» MATERIAL SHOWN
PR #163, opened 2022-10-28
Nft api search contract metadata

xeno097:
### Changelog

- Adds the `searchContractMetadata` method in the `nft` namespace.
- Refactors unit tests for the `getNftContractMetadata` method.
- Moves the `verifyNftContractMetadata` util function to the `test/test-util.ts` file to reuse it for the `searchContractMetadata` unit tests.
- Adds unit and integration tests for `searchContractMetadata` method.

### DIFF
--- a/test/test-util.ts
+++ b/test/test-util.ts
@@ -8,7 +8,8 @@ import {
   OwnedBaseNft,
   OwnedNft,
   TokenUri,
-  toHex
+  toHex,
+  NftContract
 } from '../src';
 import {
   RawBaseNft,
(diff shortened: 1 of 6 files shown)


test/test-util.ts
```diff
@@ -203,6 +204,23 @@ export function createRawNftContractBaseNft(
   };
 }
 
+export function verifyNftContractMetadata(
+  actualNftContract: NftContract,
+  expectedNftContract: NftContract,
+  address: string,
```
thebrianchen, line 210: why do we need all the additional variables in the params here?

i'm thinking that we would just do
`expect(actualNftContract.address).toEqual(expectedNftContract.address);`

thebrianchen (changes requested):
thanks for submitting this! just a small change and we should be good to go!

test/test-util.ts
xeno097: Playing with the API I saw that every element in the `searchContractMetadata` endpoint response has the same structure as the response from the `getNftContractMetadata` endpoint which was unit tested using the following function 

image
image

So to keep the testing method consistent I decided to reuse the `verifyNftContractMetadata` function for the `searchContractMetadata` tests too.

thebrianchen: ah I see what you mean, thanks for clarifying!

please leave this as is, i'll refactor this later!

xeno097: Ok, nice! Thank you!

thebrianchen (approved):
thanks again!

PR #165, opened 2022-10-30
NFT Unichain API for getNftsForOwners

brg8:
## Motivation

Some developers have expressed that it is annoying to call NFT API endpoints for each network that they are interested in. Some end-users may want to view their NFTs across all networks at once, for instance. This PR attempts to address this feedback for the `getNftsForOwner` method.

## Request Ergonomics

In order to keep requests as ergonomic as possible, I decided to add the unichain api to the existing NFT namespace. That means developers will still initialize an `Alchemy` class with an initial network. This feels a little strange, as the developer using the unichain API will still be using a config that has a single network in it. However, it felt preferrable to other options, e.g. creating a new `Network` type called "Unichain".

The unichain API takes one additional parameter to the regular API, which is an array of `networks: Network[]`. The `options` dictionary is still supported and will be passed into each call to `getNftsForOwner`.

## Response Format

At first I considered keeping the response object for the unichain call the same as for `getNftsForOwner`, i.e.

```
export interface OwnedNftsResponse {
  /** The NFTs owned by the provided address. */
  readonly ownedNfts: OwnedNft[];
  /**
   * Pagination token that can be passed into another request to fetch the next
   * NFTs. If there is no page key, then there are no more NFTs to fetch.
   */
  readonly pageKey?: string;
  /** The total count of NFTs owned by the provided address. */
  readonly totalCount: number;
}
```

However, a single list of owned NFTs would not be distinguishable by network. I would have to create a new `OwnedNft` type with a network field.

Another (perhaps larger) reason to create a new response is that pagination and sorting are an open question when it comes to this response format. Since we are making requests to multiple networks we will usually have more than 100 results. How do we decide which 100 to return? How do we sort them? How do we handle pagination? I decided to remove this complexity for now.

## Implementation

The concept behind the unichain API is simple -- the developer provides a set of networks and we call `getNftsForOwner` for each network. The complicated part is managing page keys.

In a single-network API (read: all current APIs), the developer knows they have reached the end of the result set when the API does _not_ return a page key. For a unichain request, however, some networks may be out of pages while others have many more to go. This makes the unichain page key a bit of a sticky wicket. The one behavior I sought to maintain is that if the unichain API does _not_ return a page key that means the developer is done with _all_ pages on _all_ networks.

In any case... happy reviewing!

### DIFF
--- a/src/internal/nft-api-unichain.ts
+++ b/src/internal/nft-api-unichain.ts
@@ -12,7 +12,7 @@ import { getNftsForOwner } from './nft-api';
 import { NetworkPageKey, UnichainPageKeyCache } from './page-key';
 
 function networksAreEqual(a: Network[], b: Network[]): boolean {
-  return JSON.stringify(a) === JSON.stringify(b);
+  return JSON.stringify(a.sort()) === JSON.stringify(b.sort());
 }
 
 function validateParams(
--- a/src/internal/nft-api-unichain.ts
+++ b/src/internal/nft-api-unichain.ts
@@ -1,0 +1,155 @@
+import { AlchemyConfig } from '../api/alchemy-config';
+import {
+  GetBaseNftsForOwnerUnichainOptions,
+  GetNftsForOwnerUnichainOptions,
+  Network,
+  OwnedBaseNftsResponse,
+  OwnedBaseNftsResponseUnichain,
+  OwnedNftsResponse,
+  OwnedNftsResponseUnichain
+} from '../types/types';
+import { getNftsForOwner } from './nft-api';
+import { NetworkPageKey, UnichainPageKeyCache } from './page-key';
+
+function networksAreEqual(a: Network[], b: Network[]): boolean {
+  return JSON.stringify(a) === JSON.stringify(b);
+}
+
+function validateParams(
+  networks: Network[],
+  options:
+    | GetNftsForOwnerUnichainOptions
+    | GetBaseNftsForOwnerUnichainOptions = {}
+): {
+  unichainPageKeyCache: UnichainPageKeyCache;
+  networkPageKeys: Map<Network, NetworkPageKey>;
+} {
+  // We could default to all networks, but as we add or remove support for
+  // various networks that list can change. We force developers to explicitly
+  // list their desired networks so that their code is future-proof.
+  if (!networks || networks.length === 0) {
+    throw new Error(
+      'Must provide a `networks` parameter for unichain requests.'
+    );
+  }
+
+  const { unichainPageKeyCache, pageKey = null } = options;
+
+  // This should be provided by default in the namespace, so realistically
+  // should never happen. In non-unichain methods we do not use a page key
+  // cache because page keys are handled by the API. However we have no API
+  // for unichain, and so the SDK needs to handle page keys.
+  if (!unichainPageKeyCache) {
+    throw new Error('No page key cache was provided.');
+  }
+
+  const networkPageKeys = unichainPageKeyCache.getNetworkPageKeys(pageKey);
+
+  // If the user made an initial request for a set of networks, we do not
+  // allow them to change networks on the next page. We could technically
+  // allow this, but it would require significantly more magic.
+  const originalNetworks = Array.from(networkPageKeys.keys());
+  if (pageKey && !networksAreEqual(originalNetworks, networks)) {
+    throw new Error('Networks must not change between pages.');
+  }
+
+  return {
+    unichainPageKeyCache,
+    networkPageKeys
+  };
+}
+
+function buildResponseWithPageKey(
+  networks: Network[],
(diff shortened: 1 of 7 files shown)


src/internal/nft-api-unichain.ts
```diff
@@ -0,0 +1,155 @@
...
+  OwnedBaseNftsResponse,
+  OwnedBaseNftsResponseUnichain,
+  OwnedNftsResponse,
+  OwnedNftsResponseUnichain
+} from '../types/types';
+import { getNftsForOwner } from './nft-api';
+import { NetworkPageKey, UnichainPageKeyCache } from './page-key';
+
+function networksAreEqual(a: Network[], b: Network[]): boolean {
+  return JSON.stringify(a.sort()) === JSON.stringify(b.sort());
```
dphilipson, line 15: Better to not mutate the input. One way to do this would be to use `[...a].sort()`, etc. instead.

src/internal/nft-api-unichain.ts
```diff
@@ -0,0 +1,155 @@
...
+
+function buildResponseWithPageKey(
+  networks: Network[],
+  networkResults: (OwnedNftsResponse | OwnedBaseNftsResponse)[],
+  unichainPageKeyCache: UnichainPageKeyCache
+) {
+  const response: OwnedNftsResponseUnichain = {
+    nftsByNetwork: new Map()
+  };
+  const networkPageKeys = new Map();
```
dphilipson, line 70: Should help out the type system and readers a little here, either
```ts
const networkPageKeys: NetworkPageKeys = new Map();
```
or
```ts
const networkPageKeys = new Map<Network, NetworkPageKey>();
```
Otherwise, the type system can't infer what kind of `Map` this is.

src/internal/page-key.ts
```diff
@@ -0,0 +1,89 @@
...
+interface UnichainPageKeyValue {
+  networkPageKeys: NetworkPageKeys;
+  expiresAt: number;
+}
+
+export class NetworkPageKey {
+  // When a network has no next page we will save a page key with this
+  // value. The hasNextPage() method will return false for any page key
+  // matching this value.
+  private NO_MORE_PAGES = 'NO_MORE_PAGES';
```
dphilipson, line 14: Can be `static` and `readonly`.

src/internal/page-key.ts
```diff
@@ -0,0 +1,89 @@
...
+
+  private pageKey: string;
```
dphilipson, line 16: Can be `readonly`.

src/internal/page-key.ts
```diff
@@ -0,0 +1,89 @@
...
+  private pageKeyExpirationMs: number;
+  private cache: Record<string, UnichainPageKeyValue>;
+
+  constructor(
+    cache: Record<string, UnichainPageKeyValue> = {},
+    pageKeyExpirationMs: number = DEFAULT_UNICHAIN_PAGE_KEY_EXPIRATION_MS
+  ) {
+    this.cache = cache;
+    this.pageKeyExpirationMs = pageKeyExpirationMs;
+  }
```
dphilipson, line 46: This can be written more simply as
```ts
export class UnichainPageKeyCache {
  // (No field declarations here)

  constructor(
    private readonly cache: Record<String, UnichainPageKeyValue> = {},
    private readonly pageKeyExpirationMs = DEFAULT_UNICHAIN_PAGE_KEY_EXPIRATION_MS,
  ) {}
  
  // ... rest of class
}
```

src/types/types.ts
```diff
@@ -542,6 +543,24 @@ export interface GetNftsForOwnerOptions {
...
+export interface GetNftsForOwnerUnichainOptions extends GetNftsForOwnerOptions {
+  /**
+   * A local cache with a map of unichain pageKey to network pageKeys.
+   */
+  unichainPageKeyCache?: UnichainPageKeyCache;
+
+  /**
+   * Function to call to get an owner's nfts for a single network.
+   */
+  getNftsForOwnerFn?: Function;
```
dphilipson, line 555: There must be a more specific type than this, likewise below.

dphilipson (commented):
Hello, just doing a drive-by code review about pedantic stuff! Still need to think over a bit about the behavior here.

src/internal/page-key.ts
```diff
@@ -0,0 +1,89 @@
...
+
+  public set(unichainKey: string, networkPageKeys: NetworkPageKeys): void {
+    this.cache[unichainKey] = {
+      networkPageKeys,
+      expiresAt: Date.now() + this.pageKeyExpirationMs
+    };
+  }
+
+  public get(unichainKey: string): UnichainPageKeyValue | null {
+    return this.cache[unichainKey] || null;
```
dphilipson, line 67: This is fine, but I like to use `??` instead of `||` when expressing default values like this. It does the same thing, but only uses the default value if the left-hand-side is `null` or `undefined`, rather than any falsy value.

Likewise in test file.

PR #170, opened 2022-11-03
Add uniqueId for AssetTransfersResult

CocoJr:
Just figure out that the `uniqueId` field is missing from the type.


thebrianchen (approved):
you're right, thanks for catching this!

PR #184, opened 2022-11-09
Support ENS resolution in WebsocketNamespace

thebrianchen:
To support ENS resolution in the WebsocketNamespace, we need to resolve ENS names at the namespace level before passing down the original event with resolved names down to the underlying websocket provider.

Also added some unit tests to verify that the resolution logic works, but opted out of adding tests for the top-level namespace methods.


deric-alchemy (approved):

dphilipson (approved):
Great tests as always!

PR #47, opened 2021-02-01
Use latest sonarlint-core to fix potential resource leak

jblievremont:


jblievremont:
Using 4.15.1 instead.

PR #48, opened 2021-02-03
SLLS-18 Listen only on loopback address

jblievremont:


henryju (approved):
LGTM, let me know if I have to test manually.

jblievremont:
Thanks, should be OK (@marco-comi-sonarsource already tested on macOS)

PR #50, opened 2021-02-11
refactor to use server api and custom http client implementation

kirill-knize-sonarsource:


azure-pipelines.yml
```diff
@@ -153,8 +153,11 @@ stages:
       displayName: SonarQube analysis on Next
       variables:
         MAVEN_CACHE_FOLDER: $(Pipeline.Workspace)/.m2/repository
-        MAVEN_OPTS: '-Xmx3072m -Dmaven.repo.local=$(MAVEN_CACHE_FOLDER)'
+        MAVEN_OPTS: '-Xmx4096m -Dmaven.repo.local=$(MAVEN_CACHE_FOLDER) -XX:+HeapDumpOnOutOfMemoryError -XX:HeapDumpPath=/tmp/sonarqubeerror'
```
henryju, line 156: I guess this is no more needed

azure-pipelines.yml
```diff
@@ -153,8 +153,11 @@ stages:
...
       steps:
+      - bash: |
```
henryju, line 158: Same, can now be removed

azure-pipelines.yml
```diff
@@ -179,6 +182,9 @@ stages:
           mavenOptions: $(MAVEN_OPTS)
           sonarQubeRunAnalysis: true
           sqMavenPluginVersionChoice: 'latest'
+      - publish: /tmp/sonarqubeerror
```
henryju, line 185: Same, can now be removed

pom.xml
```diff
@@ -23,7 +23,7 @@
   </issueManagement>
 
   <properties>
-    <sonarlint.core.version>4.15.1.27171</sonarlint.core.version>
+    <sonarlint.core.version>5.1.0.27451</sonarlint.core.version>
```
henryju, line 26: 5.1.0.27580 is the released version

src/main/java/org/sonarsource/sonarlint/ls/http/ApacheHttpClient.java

» TASK GOAL
For the string "latest", find every line of the material that contains it, and copy each one.

» OUTPUT FOR THIS EXERCISE
Use latest sonarlint-core to fix potential resource leak
           sqMavenPluginVersionChoice: 'latest'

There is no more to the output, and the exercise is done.